Claim 2 We can decompose $l_{-}^2(E,r)=\star \oplus ◊$ Proof We show that if $\theta \perp \star$ and $\theta \perp ◊$ then $\theta =0$. Then $\theta$ satisfies Kirchhoff’s two law, so that there exists a potential $v$ so that $\theta (e)=dv(e)c(e)$. Since $\theta \perp ◊$, $v$ is harmonic everywhere, this implies $v=cost.$ so that $\theta =0$. $\square$

Now, since any current satisfies Kirchhoff’s second law, $i\perp ◊$ so that $i\in \star$. Now take any flow $\theta$ with the same source and sink of a current $i$. Then $\theta -i$ is a souce-less flow, and $\theta -i\perp \star$. We have just found our decomposition:

$$\theta =i+(\theta -i)$$

This implies that given the resistences, a current $i$ has the smallest norm (induced by the resistences) among any flow $\theta$ which shares the same soucres $A$ and sinks $Z$:

$$\Vert \theta {\Vert }_r^2=\Vert i{\Vert }_r^2+\Vert \theta -i{\Vert }_r^2$$

from this follows

Theorem (Thomson’s Principle) Let $G$ be a finite network, $\theta$ a flow from $A$ to $Z$ and $i$ a current from $A$ to $Z$ such thatr $d^{\ast }i=d^{\ast }\theta$. Then $\mathcal{E}(\theta )>\mathcal{E}(i)$ unless $\theta =i$. Proof Immediate consequence of the previous facts.

Theorem (The Nash-Williams inequality) If $a$ and $z$ are distinct vertices in a finite network that are separated by pairwise disjoint cutsets ${\Pi }_1,\dots ,{\Pi }_n$, then

$$\mathcal{R}(a\leftrightarrow z)\ge \sum _{k=1}^n{\left(\sum _{e\in {\Pi }_k}c(e)\right)}^{-1}$$

Proof We use the equivalence of the energy of a unit current and effective resistence. Consider the unit flow from $a$ to $z$, we can induce a new unit flow in a reduce network: call $K$ the set of vertices still reachable from $a$, and call $Z\subseteq V\setminus K$ the boundary of $\Pi$, . It’s easy to see using flow conservation that

$$\sum _{x\in Z}{d}^{\ast }i(z)=\sum _{e^{+}\in Z}i(e)=1$$

this is a unit flow from $a$ to $Z$. Then by the Cauchy-Schwarz inequality

$$\sum _{e\in \Pi }i(e{)}^{2}r(e)\sum _{e\in \Pi }c(e)\ge {\left(\sum _{e\in Pi}|i(e)|r(e{)}^{1/2}c(e{)}^{1/2}\right)}^2={\left(\sum _{e\in \Pi }|i(e)|\right)}^2$$ $$\ge {\left(\sum _{e^{-}\in Z}|i(e)|\right)}^2\ge 1$$

so that

$$\sum _{e\in \Pi }i(e{)}^{2}r(e)\ge {\left(\sum _{e\in \Pi }c(e)\right)}^{-1}$$

by summing over over $k$ we get our result. $\square$

Since enery is related to resistance, and resistance to infinity is realted to transience, we have the following usefull result.

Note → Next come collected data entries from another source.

PR #894, opened 2024-10-17
MultiNode Soak Testing

DylanTinianov:
## Changes
- Enabled the use of Multiple RPCs for Soak Testing
- Added `run_soak_test.sh` to easily trigger soak tests and exit the terminal at the correct time
- Wrapped `SendTransaction()` functionality within `txSender.IfStarted(func() {...})`
- Improved `TransactionSender` context handling
- Slightly relaxed some default configurations
- Added reader getters to ensure a single RPC is not passed around negating MultiNode

Closes: https://smartcontract-it.atlassian.net/browse/NONEVM-842

## Latest Soak Test (Devnet)

Soak tests are being run using a [local set up](https://smartcontract-it.atlassian.net/wiki/spaces/QA/pages/601097421/Solana+testing+wiki#Integration-tests).

`CommitHash` ca7c98259f21439e004507edc03046347bcf9766 (latest) 
--- |
Namespace: `solana-gauntlet-embedded-d7efd `
Num RPCs  Latest Test SyncThreshold 
[Grafana Logs](https://grafana.ops.prod.cldev.sh/explore?schemaVersion=1&panes=%7B%22u3i%22:%7B%22datasource%22:%22P8E80F9AEF21F6940%22,%22queries%22:%5B%7B%22refId%22:%22A%22,%22expr%22:%22%7Bnamespace%3D%5C%22solana-gauntlet-embedded-d7efd%5C%22%7D%20%7C%3D%20%20%60Solana.devnet.Node%60%20or%20%60Solana.devnet.TransactionSender%60%20or%20%60Solana.devnet.MultiNode%60%20%7C%20json%20%7C%20level%3D~%5C%22%7Cerror%7Ccrit%7Cwarn%5C%22%22,%22queryType%22:%22range%22,%22datasource%22:%7B%22type%22:%22loki%22,%22uid%22:%22P8E80F9AEF21F6940%22%7D,%22editorMode%22:%22code%22%7D%5D,%22range%22:%7B%22from%22:%22now-24h%22,%22to%22:%22now%22%7D%7D%7D&orgId=1)

### Config
```
# This is the default configuration so OCR2 tests can run without issues
[ChainlinkImage]
version=<Latest CI Build Image>

[Logging]
test_log_collect=false

[Logging.LogStream]
log_targets=["file"]
log_producer_timeout="10s"
log_producer_retry_limit=10

[Common]
internal_docker_repo = ***
inside_k8 = true
network = "devnet"
user = "DylanTinianov"
stateful_db = true
devnet_image = "layerzerolabs/solana:1.17.31"

[OCR2]
node_count = 6
test_duration = "72h"
number_of_rounds = 3
```

### RPCs
Using 3 internal solana-devnet RPCs


pkg/solana/client/multinode/node_lifecycle.go
```diff
@@ -164,10 +165,11 @@ func (n *node[CHAIN_ID, HEAD, RPC]) aliveLoop() {
...
 				return
 			}
-			_, latestChainInfo := n.StateAndLatest()
-			if outOfSync, liveNodes := n.isOutOfSyncWithPool(latestChainInfo); outOfSync {
+			if outOfSync, liveNodes := n.isOutOfSyncWithPool(); outOfSync {
 				// note: there must be another live node for us to be out of sync
-				lggr.Errorw("RPC endpoint has fallen behind", "blockNumber", latestChainInfo.BlockNumber, "totalDifficulty", latestChainInfo.TotalDifficulty, "nodeState", n.getCachedState())
+				_, highest := n.poolInfoProvider.LatestChainInfo()
+				_, latestChainInfo := n.StateAndLatest()
+				lggr.Errorw("RPC endpoint has fallen behind", "blockNumber", latestChainInfo.BlockNumber, "bestLatestBlockNumber", highest.BlockNumber, "totalDifficulty", latestChainInfo.TotalDifficulty, "nodeState", n.getCachedState())
```
dhaidashenko: Consider moving the log line into `isOutOfSyncWithPool` and logging it as an error only if the node's cached state is alive. Otherwise higher and latest chain info may be inaccurate at the moment of writing the log

pkg/solana/client/multinode/node_lifecycle.go
```diff
@@ -192,7 +194,8 @@ func (n *node[CHAIN_ID, HEAD, RPC]) aliveLoop() {
 		case <-headsSub.NoNewHeads:
 			// We haven't received a head on the channel for at least the
 			// threshold amount of time, mark it broken
-			lggr.Errorw(fmt.Sprintf("RPC endpoint detected out of sync; no new heads received for %s (last head received was %v)", noNewHeadsTimeoutThreshold, localHighestChainInfo.BlockNumber), "nodeState", n.getCachedState(), "latestReceivedBlockNumber", localHighestChainInfo.BlockNumber, "noNewHeadsTimeoutThreshold", noNewHeadsTimeoutThreshold)
+			_, latestChainInfo := n.StateAndLatest()
+			lggr.Errorw(fmt.Sprintf("RPC endpoint detected out of sync; no new heads received for %s (last head received was %v)", noNewHeadsTimeoutThreshold, latestChainInfo.BlockNumber), "nodeState", n.getCachedState(), "latestReceivedBlockNumber", latestChainInfo.BlockNumber, "noNewHeadsTimeoutThreshold", noNewHeadsTimeoutThreshold)
```
dhaidashenko: We decide to reset the noNewHeads timer based on `localHighestChainInfo` values. Why do you prefer logging latestChainInfo instead?

pkg/solana/client/multinode/node_lifecycle.go
```diff
@@ -365,13 +368,14 @@ func (n *node[CHAIN_ID, HEAD, RPC]) isOutOfSyncWithPool(localState ChainInfo) (o
 	}
 	// Check against best node
 	ln, ci := n.poolInfoProvider.LatestChainInfo()
+	_, localChainInfo := n.StateAndLatest()
```
dhaidashenko:
```suggestion
	localChainInfo, _ := n.rpc.GetInterceptedChainInfo()
```
`StateAndLatest` recalculates Node's state on every call. It's preferred to use `GetInterceptedChainInfo`

pkg/solana/client/multinode/node_lifecycle.go
```diff
@@ -500,7 +504,8 @@ func (n *node[CHAIN_ID, HEAD, RPC]) outOfSyncLoop(syncIssues syncStatus) {
 				continue
 			}
 
-			receivedNewHead := n.onNewFinalizedHead(lggr, &localHighestChainInfo, latestFinalized)
+			_, latestChainInfo := n.StateAndLatest()
+			receivedNewHead := n.onNewFinalizedHead(lggr, &latestChainInfo, latestFinalized)
```
dhaidashenko: Why this change?
An RPC can't recover from out of sync state as `latestChainInfo` already updated by `latestFinalized` block before the check if `latestFinalized` is a new finalized block.

pkg/solana/client/multinode/node_lifecycle.go
```diff
@@ -511,7 +516,9 @@ func (n *node[CHAIN_ID, HEAD, RPC]) outOfSyncLoop(syncIssues syncStatus) {
 				finalizedHeadsSub.ResetTimer(noNewFinalizedBlocksTimeoutThreshold)
 			}
 
-			lggr.Debugw(msgReceivedFinalizedBlock, "blockNumber", latestFinalized.BlockNumber(), "syncIssues", syncIssues)
+			_, highestSeen := n.poolInfoProvider.LatestChainInfo()
```
dhaidashenko: use `HighestUserObservations` to avoid state recalculation for all nodes.

pkg/solana/client/multinode/node_lifecycle.go
```diff
@@ -511,7 +516,9 @@ func (n *node[CHAIN_ID, HEAD, RPC]) outOfSyncLoop(syncIssues syncStatus) {
...
+
+			lggr.Debugw(msgReceivedFinalizedBlock, "blockNumber", latestFinalized.BlockNumber(), "highestBlockNumber", highestSeen.FinalizedBlockNumber, "syncIssues", syncIssues)
```
dhaidashenko:
```suggestion
			lggr.Debugw(msgReceivedFinalizedBlock, "blockNumber", latestFinalized.BlockNumber(), "poolHighestBlockNumber", highestSeen.FinalizedBlockNumber, "syncIssues", syncIssues)
```

pkg/solana/client/multinode/transaction_sender.go
```diff
@@ -92,77 +92,73 @@ type TransactionSender[TX any, RESULT SendTxResult, CHAIN_ID ID, RPC SendTxRPCCl
...
+	var result RESULT
+	if !txSender.IfStarted(func() {
+		txResults := make(chan RESULT)
+		txResultsToReport := make(chan RESULT)
+		primaryNodeWg := sync.WaitGroup{}
+
+		txSenderCtx, cancel := txSender.chStop.Ctx(ctx)
+
+		healthyNodesNum := 0
+		err := txSender.multiNode.DoAll(txSenderCtx, func(ctx context.Context, rpc RPC, isSendOnly bool) {
```
dhaidashenko: Could you update this according to latest discussion with Jordan from TxSender PR?

pkg/solana/client/multinode/node_lifecycle.go
DylanTinianov: Changed during debugging, just changed it back now

pkg/solana/client/multinode/transaction_sender.go
DylanTinianov: Done

pkg/solana/client/multinode/node_lifecycle.go
DylanTinianov: Changed back

pkg/solana/client/multinode/transaction_sender.go
```diff
@@ -92,89 +92,88 @@ type TransactionSender[TX any, RESULT SendTxResult, CHAIN_ID ID, RPC SendTxRPCCl
...
+				case txResults <- r:
+				}
+
+				select {
+				case <-ctx.Done():
+					txSender.lggr.Debugw("Failed to send tx results to report", "err", ctx.Err())
+					return
+				case txResultsToReport <- r:
+				}
+			}()
```
jmank88:
```suggestion
			go func(ctx context.Context) {
				ctx, cancel := txSender.chStop.Ctx(context.WithoutCancel(ctx))
				defer cancel()
				defer primaryNodeWg.Done()
				r := txSender.broadcastTxAsync(ctx, rpc, tx)
				select {
				case <-ctx.Done():
					txSender.lggr.Debugw("Failed to send tx results", "err", ctx.Err())
					return
				case txResults <- r:
				}

				select {
				case <-ctx.Done():
					txSender.lggr.Debugw("Failed to send tx results to report", "err", ctx.Err())
					return
				case txResultsToReport <- r:
				}
			}(ctx)
```

integration-tests/common/common.go
```diff
@@ -51,7 +51,7 @@ type TestEnvDetails struct {
 type ChainDetails struct {
 	ChainName             string
 	ChainID               string
-	RPCUrl                string
+	RPCUrl                []string
```
jmank88: Should we make it plural?
```suggestion
	RPCUrls                []string
```

integration-tests/common/test_common.go
jmank88, line 1: Do we have to choose one here? Why the first? Might we prefer to pass the slice to be selected from later?

integration-tests/scripts/run_soak_test.sh
jmank88, line 1: This looks very complicated. Why do we need to manually manage timeouts and kill processes? Why not just set the timeout that we want to use on the go command instead of setting `24h` but killing it after 15 minutes?

jmank88: Oh it's more complicated. We pass `-timeout 24h`, `-test.timeout 30m`, and then `sleep 900` seconds before killing.

pkg/solana/client/multinode/multi_node.go
```diff
@@ -372,6 +372,6 @@ func (c *MultiNode[CHAIN_ID, RPC]) report(nodesStateInfo []nodeWithState) {
 		c.lggr.Criticalw(rerr.Error(), "nodeStates", nodesStateInfo)
 		c.SvcErrBuffer.Append(rerr)
 	} else if dead > 0 {
-		c.lggr.Errorw(fmt.Sprintf("At least one primary node is dead: %d/%d nodes are alive", live, total), "nodeStates", nodesStateInfo)
```
dhaidashenko, line 375: why this change?

dhaidashenko (dismissed):

pkg/solana/client/multinode/multi_node.go
DylanTinianov: MultiNode should gracefully handle when RPCs are dead. I think we should only log an error when there is a problem that could hinder a user, or an error in the MultiNode itself. Having some RPCs out of sync or non-responsive is expected to happen from time to time, and thus I believe a warning is sufficient here. As long as there are enough healthy RPCs to select from, then there shouldn't be an error. I can change this back if you have a strong opinion on this.

integration-tests/scripts/run_soak_test.sh
DylanTinianov: Yeah I made the script so I didn't have to babysit the terminal, and just used the command outlined in the [soak test docs ](https://smartcontract-it.atlassian.net/wiki/spaces/QA/pages/601097421/Solana+testing+wiki#Prerequisites)

You have to exit the terminal once`ocr2:inspect:responses` occurs, and if you exit too early or too late then the namespace is terminated. I haven't looked too deeply into improving the logic itself, but I think it will be out of scope for this PR.

jmank88: But `-timeout` and `-test.timeout` are different ways of setting the same flag:
> Each of these flags is also recognized with an optional 'test.' prefix,
as in -test.v.

https://pkg.go.dev/cmd/go/internal/test

pkg/monitoring/chain_reader.go
```diff
@@ -31,11 +32,13 @@ type chainReader struct {
...
 func (c *chainReader) GetState(ctx context.Context, account solana.PublicKey, commitment rpc.CommitmentType) (state pkgSolana.State, blockHeight uint64, err error) {
-	return pkgSolana.GetState(ctx, c.client, account, commitment)
+	getReader := func() (client.AccountReader, error) { return c.client, nil }
+	return pkgSolana.GetState(ctx, getReader, account, commitment)
 }
 
 func (c *chainReader) GetLatestTransmission(ctx context.Context, account solana.PublicKey, commitment rpc.CommitmentType) (answer pkgSolana.Answer, blockHeight uint64, err error) {
-	return pkgSolana.GetLatestTransmission(ctx, c.client, account, commitment)
+	getReader := func() (client.AccountReader, error) { return c.client, nil }
+	return pkgSolana.GetLatestTransmission(ctx, getReader, account, commitment)
```
dhaidashenko, line 41: Could you double check that `pkgSolana.GetLatestTransmission` is not used in other repos to ensure we are not breaking anything

pkg/solana/transmitter.go
```diff
@@ -32,7 +30,12 @@ func (c *Transmitter) Transmit(
 	report types.Report,
 	sigs []types.AttributedOnchainSignature,
 ) error {
-	blockhash, err := c.reader.LatestBlockhash(ctx)
+	reader, err := c.reader()
```
dhaidashenko: nit: we should not call variable that holds method to get reader as reader

dhaidashenko (dismissed):

pkg/monitoring/chain_reader.go
DylanTinianov: Yeah good call, I'll check before merging

dhaidashenko (commented):
Why in TxSender Result we need both TxError and Error?

dhaidashenko (dismissed):

integration-tests/common/test_common.go
DylanTinianov: Going to resolve this for now as modifying this is not required for anything at the moment. Will keep this in mind for later.

dhaidashenko (dismissed):

pkg/solana/client/multinode/poller.go
```diff
@@ -65,7 +65,8 @@ func (p *Poller[T]) Err() <-chan error {
 }
 
 func (p *Poller[T]) pollingLoop(ctx context.Context) {
-	ticker := time.NewTicker(p.pollingInterval)
+	tickerCfg := services.TickerConfig{Initial: 0, JitterPct: services.DefaultJitter}
+	ticker := tickerCfg.NewTicker(p.pollingInterval)
```
aalu1418: isn't this redundant with the default? [`services.NewTicker`](https://github.com/smartcontractkit/chainlink-common/blob/ad84e3712352552a7c8720860aed7942d01228c8/pkg/services/ticker.go#L16)

pkg/solana/config_tracker.go
```diff
@@ -5,13 +5,11 @@ import (
...
 	"github.com/smartcontractkit/libocr/offchainreporting2/reportingplugin/median"
 	"github.com/smartcontractkit/libocr/offchainreporting2/types"
-
-	"github.com/smartcontractkit/chainlink-solana/pkg/solana/client"
 )
 
 type ConfigTracker struct {
 	stateCache *StateCache
-	reader     client.Reader
+	reader     GetReader
```
aalu1418:
```suggestion
	getReader     GetReader
```

other places also use `getReader` - naming is also clearer

pkg/solana/cache_test.go
```diff
@@ -106,8 +106,9 @@ func TestGetState(t *testing.T) {
 	}))
 	defer mockServer.Close()
 
+	reader := func() (client.AccountReader, error) { return testSetupReader(t, mockServer.URL), nil }
```
aalu1418: why is this recreating a client/reader each time?

it would be cleaner to create a reader and then return it with a `getReader` function

pkg/solana/relay.go
```diff
@@ -187,6 +187,8 @@ func (r *Relayer) NewAutomationProvider(ctx context.Context, rargs relaytypes.Re
 
 var _ relaytypes.ConfigProvider = &configProvider{}
 
+type GetReader func() (client.Reader, error)
+
```
aalu1418: why is this defined here?

`GetAccountReader` is defined where it is being used...

pkg/solana/state_cache.go
```diff
@@ -23,16 +23,24 @@ type StateCache struct {
 	*client.Cache[State]
 }
 
-func NewStateCache(stateID solana.PublicKey, chainID string, cfg config.Config, reader client.Reader, lggr logger.Logger) *StateCache {
+type GetAccountReader func() (client.AccountReader, error)
+
+func NewStateCache(stateID solana.PublicKey, chainID string, cfg config.Config, reader GetReader, lggr logger.Logger) *StateCache {
```
aalu1418: please double check the naming across your PR - it should be `getReader` not `reader`

pkg/solana/transmissions_cache.go
```diff
@@ -19,19 +19,26 @@ type TransmissionsCache struct {
 	*client.Cache[Answer]
 }
 
-func NewTransmissionsCache(transmissionsID solana.PublicKey, chainID string, cfg config.Config, reader client.Reader, lggr logger.Logger) *TransmissionsCache {
+func NewTransmissionsCache(transmissionsID solana.PublicKey, chainID string, cfg config.Config, getReader GetReader, lggr logger.Logger) *TransmissionsCache {
```
aalu1418: why are we passing `getReader` to just wrap it into `getAccountReader`? it would be cleaner to just pass account reader

aalu1418 (changes requested):
overall looks good - just some code cleanliness things

dhaidashenko (dismissed):

pkg/solana/state_cache.go
```diff
@@ -23,16 +23,25 @@ type StateCache struct {
...
 
-func NewStateCache(stateID solana.PublicKey, chainID string, cfg config.Config, reader client.Reader, lggr logger.Logger) *StateCache {
+type GetReader func() (client.Reader, error)
+type GetAccountReader func() (client.AccountReader, error)
+
+func NewStateCache(stateID solana.PublicKey, chainID string, cfg config.Config, getReader GetReader, lggr logger.Logger) *StateCache {
 	name := "ocr2_median_state"
 	getter := func(ctx context.Context) (State, uint64, error) {
-		return GetState(ctx, reader, stateID, cfg.Commitment())
+		getAccountReader := func() (client.AccountReader, error) { return getReader() }
```
aalu1418: please remove this - similar to NewTransmissionsCache

aalu1418 (changes requested):

aalu1418 (approved):

dhaidashenko (approved):

skippaDaBitFlippa (approved):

Theorem (Rayleigh’s Monotonicity Principle) Let $G$ be a connected graph with two sets of non-negative weights $c$ and $c^{\prime }$ such that $c\le c^{\prime }$.

1. If $G$ is finite and $A$ and $Z$ two disjoint subsets, then

$${\mathcal{C}}_c(A\leftrightarrow Z)\le {\mathcal{C}}_{c^{\prime }}(A\leftrightarrow Z)$$

2. If $G$ is infinite then

$${\mathcal{C}}_c(A\leftrightarrow \infty )\le {\mathcal{C}}_{c^{\prime }}(A\leftrightarrow \infty )$$

in particular if $(G,c)$ is transient, then so is $(G,c^{\prime })$.

Proof $2.$ follows simply by $1.$ and taking the limit for a sequnce $G_n$ that exaust $G$. To prove $1.$ consider a unit flow from $A$ to $Z$. We have proven that

$$\mathcal{C}(A\leftrightarrow Z{)}^{-1}=\mathcal{E}(i)$$

now

$${\mathcal{E}}_c(i_c)\ge {\mathcal{E}}_{c^{\prime }}(i_c)\ge {\mathcal{E}}_{c^{\prime }}(i_{c^{\prime }})$$

the first inequality follows from the definition of energy (if $r=\frac{1}{c}\ge r^{\prime })$, the second from Thomson’s principle. $\square$